A non-axisymmetric thrust bearing with slip flow and foil pads on the rotor face is examined by Park et al. [15], where the gas flow modelled by a classical Reynolds equation is coupled to the bearing structure. Bearing dynamic predictions are studied for small amplitude rotor displacement using perturbation analysis in the case of a no-slip and slip condition imposed on the bearing faces. A slip condition results in a reduced hydrodynamic pressure and thus load carrying capacity when compared with a no-slip condition, as well as decreased stiffness and damping coefficients in the case of axial perturbations. Incorporating a slip boundary condition in the analysis of a coupled high-speed fluid-lubricated parallel bearing with small face clearance in the limit of incompressible flow [16] shows that face contact does not formally occur when the rotor undergoes prescribed periodic oscillations but the bearing gap can become very small. An increased lubrication force on the stator can be attained by the use of a coned rotor with stability studies identifying an optimal coning angle [5]. However, detailed analysis of a coned bearing in the slip regime under extreme operating conditions gives predictions of possible face contact [17]. A similar trend is also identified for the case of a coupled high-speed fluid-lubricated bearing in the case of compressible flow with slip boundary conditions under extreme operating conditions [18]. Possible external disturbances imposed on the rotor can cause the rotor to be displaced by magnitudes larger than the initial equilibrium film thickness. Detailed results show a parallel rotor and stator maintain a face clearance, although it can become very small, where as a coned bearing configuration permits contact between the rotor and stator.

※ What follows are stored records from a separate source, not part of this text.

PR #713, opened 2019-02-19
Upgrade Font Awesome from 5.1.0 to 5.7.2

### LINKED ISSUE #510: {{ fab_markdown }} is not working
`{{ fab_markdown }}` doesn't seem to be working although other brand icons e.g., `{{ fab_github }}` are working.

Xenonym:

Fixes #510.

With #680, Font Awesome icon names no longer need to be manually hardcoded to be used when referenced with the new colon syntax. As such, we can straightforwardly upgrade our version of Font Awesome by just replacing the CSS and font files. We can also use the [`@fortawesome/fontawesome-free`](https://fontawesome.com/how-to-use/on-the-web/setup/using-package-managers#installing-free) NPM package to keep Font Awesome updated in the future.

- I installed `@fortawesome/fontawesome-free@5.7.2`.
- I moved the Glyphicon asset files into `asset/glyphicons/`, to avoid having `fonts/` (from Glyphicons) and `webfonts/` (from Font Awesome) in the same folder.
- I added `Site.js#copyFontAwesomeAsset` to copy Font Awesome files from the NPM package to `asset/fontawesome/`.
- I fixed the behavior of the `fs.copyAsync()` mock to match its actual behaviour (details in 8e438cb9bf932f8cb428d3925c54f9ac7428be3c)

```markdown
- FA new icons: :fab-markdown: :fas-biohazard:
```

**Testing instructions:**
1. Add the above example code to a MarkBind site. It should render the new FA icons:
New FA icons


acjh:
Why are glyphicons affected?

Xenonym:
> Why are glyphicons affected?

@acjh I shifted `fonts/` to `webfonts/` and edited the Glyphicon CSS files to match, since the new FA files use `webfonts/`. Since we will update FA but not Glyphicons in the future, changing the directory structure to match FA's should be more efficient.

acjh:
What's more efficient? Glyphicons and Font Awesome use separate files right?

Xenonym:
> What's more efficient? Glyphicons and Font Awesome use separate files right?

@acjh Right, efficient may not be the right choice of word. What I meant was, the new FA files use `webfonts/`, while Glyphicons uses `fonts/`. Since it would be confusing to have both `webfonts/` and `fonts/`, I decided to consolidate both font folders. I chose to change the Glyphicons CSS files to refer to `webfonts/` instead of changing the FA CSS files to use `fonts/` since we will be likely to do FA upgrades in the future, and changing the Glyphicons CSS files once would be more "efficient" for upgrading than to change the FA CSS files to refer to `fonts/` every time.

On the flip side, since Glyphicons are no longer in Bootstrap, it is unlikely that we would have to change out those files in the future as there is no longer a publicly available version of Glyphicons beyond what used to be in Bootstrap.

acjh:
Let's not change the original paths.
https://maxcdn.bootstrapcdn.com/bootstrap/3.3.7/css/bootstrap.min.css

Also, shall we use npm to manage Font Awesome?
https://fontawesome.com/how-to-use/on-the-web/setup/using-package-managers

Xenonym:
> Let's not change the original paths.
👍 Might I suggest doing `assets/fontawesome/` and `assets/glyphicons`? I feel that having both `webfonts/` and `fonts/` in the same folder will lead to confusion in the future.

> Also, shall we use npm to manage Font Awesome?
This seems like a good idea, but we would need to change our asset logic to copy from both `assets/` and the NPM package.

yamgent:
> This seems like a good idea, but we would need to change our asset logic to copy from both `assets/` and the NPM package. Also, currently we bundle ~2MB of FA asset files with the package, but to use the NPM package would involve ~13MB, which is a not-insignificant size bump.

The size bump is only on the MarkBind application side right? When we build the website, we may not need the entire package, we can just copy their `webfonts/` folder?

Using an npm package may also make upgrading the icons more convenient in the future.

Xenonym:
> The size bump is only on the MarkBind application side right? When we build the website, we may not need the entire package, we can just copy their `webfonts/` folder?

Yes, that's right. The 13 MB is just an increase in size when a user installs MarkBind. However, built sites will still be the same size. 

> Using an npm package may also make upgrading the icons more convenient in the future.

Agreed. I was just wondering if the benefit of this outweighs the increase in install size, given that we don't use most of the Font Awesome package apart from the pre-built files.

yamgent:
> Agreed. However, I was wondering if the benefit of this outweighs the increase in install size? (given that we don't use most of the Font Awesome package apart from the pre-built files)

Hmm, I agree that it makes our app a bit more bloated. @Chng-Zhi-Xuan what do you think?

Chng-Zhi-Xuan:
I think going forward to update Font Awesome automatically is necessary, especially if it can reduce some human resource requirements to keep it updated.

MarkBind as a product is also operating under some assumptions of our users:
- The author is using it on a computer
- Has reasonable internet access

So the 13MB increase in install size is quite trivial given that a 1 minute 720 YouTube video is approximately 40MB already.

Xenonym:
I shall try to see how to upgrade Font Awesome with the NPM package then! 
Should I create another PR for that?

Chng-Zhi-Xuan:
> Should I create another PR for that?

Putting it in this PR is ok.

Xenonym:
This PR has been updated to use Font Awesome via the NPM package!

yamgent:
I will take a closer look when I get home at night, but generally I haven't spotted a big issue yet.

Meanwhile,

1. "Move glyphicon files to asset/glyphicons" commit should be wrapped at 72 characters. Also maybe clean the commit message a bit, by writing a standard paragraph rather than using a bullet point?

src/Site.js
```diff
@@ -813,6 +815,19 @@ Site.prototype.updateSiteData = function (filePaths) {
   this.writeSiteData();
 };
 
+/**
+ * Copies Font Awesome assets to the assets folder
+ */
+Site.prototype.copyFontAwesomeAsset = function () {
+  const faRootSrcPath = path.join(__dirname, '..', 'node_modules', '@fortawesome', 'fontawesome-free');
+  const faCssSrcPath = path.join(faRootSrcPath, 'css', 'all.min.css');
```
yamgent: The package itself also provides `font-awesome.min.css`, so is there a reason why we use `all.min.css` instead of `font-awesome.min.css`?

__mocks__/fs-extra-promise.js
```diff
@@ -75,6 +75,28 @@ function copyDirSync(src, dest) {
   }
 }
 
+/**
+ * Utility function to copy a directory to a destination recursively
+ * copyDirAsync needs to use fs.copyAsync as behaviour of copyAsync and copyFileSync differ
```
yamgent: This comment is unnecessary as outside of the commit, the context for this comment is missing.

Xenonym: Makes sense, will remove the comment then!

src/Site.js
Xenonym: `fontawesome.min.css` is meant to be used in combination with the other CSS files in `css/` (`brands.css`, `solid.css`, `regular.css`, `light.css`) [to enable only specific icon styles](https://fontawesome.com/how-to-use/on-the-web/setup/hosting-font-awesome-yourself#using-certain-styles). 

Since we are enabling all icon styles, we should use `all.min.css`, which [enables all icon styles in a single file](https://fontawesome.com/how-to-use/on-the-web/setup/hosting-font-awesome-yourself#using-web-fonts).

Xenonym:
@yamgent commit messages updated!

src/Site.js
yamgent: Hmm, is it misleading to call the final destination css to be `fontawesome.min.css` then? 🤔 Should we also change it to `all.min.css` for the final destination css?

yamgent:
> @yamgent commit messages updated!

Nice work. :+1:

Only one minor nit, for commit message in "Copy Font Awesome assets from NPM package", you can drop the word "Currently", it is implied.

For commit message in "Return promise directly from copyMarkbindAsset", we could have avoided using the uncommonly heard jargon, by directly explaining the problem with the anti-pattern (the original code is an exercise in futility), but the diff speaks for itself so I am open with leaving the message as it is now.

src/Site.js
Xenonym: I think the original reason for naming it `font-awesome.min.css` was to not have a `all.min.css` in the `css/` folder, since it would be confusing.

However, now that we have moved FA to `fontawesome/`, `fontawesome/css/all.min.css` would be less confusing. I will retain the original `all.min.css` naming then.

For increasingly more compact designs at higher rotational speeds, there exists a requirement for greater predictability of the dynamic behaviour in industrial bearing designs. Sources of uncertainty in a bearing model typically arise from the random axial motion of the rotor due to external excitations. In [16] and [17], the effect of external excitations on the bearing is studied by prescribing the axial motion of the rotor as periodic oscillations and utilising a comprehensive deterministic mathematical model for the bearing dynamics. The probability of bearing face contact is correspondingly examined using the method of derived distributions to incorporate the lack of precise knowledge in the amplitude of rotor oscillations [19]. The probability density function (transforming functions) and cumulative distribution function of the minimum bearing gap are readily determined when the amplitude of rotor oscillations is described by a specified probability distribution function. Utilising the deterministic relationship between the amplitude of rotor oscillations and minimum value of the bearing gap subsequently leads to the evaluation of the probability of contact.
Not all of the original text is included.